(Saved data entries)
PR #23, opened 2020-07-30
Add S3 mock

iHiD:
@ErikSchierboom This adds S3 mocking via a docker image. This means we now need no AWS credentials passed in, and no external dependancies for developing v3. I'm pleased with this :)

### DIFF
--- a/Dockerfile.dev
+++ b/Dockerfile.dev
@@ -3,10 +3,10 @@ FROM ruby:2.6.6
 RUN curl -sS https://dl.yarnpkg.com/debian/pubkey.gpg | apt-key add - && \
     echo "deb https://dl.yarnpkg.com/debian/ stable main" | tee /etc/apt/sources.list.d/yarn.list && \
     curl -sL https://deb.nodesource.com/setup_14.x | bash - && \
-    apt-get install -y cmake nodejs yarn
+    apt-get install -y cmake nodejs yarn tmux
 
-RUN curl -L -o - https://github.com/DarthSim/hivemind/releases/download/v1.0.6/hivemind-v1.0.6-linux-arm64.gz | gunzip > /usr/local/bin/hivemind && \	
-    chmod u+x /usr/local/bin/hivemind
+RUN curl -L -o - https://github.com/DarthSim/overmind/releases/download/v2.2.0/overmind-v2.2.0-linux-arm64.gz | gunzip > /usr/local/bin/overmind && \	
+    chmod u+x /usr/local/bin/overmind
 
 RUN curl -L -o /usr/local/bin/anycable-go https://github.com/anycable/anycable-go/releases/download/v1.0.0/anycable-go-linux-amd64 && \
     chmod u+x /usr/local/bin/anycable-go
@@ -16,10 +16,10 @@ RUN gem install bundler
 WORKDIR /usr/src/app
 
 COPY Gemfile Gemfile.lock ./
-RUN bundle install --full-index
+RUN bundle install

**EXERCISE DIRECTIONS:** In the entries above, find each line with the word "cmake" and show it.

**YOUR SOLUTION:**
-    apt-get install -y cmake nodejs yarn
+    apt-get install -y cmake nodejs yarn tmux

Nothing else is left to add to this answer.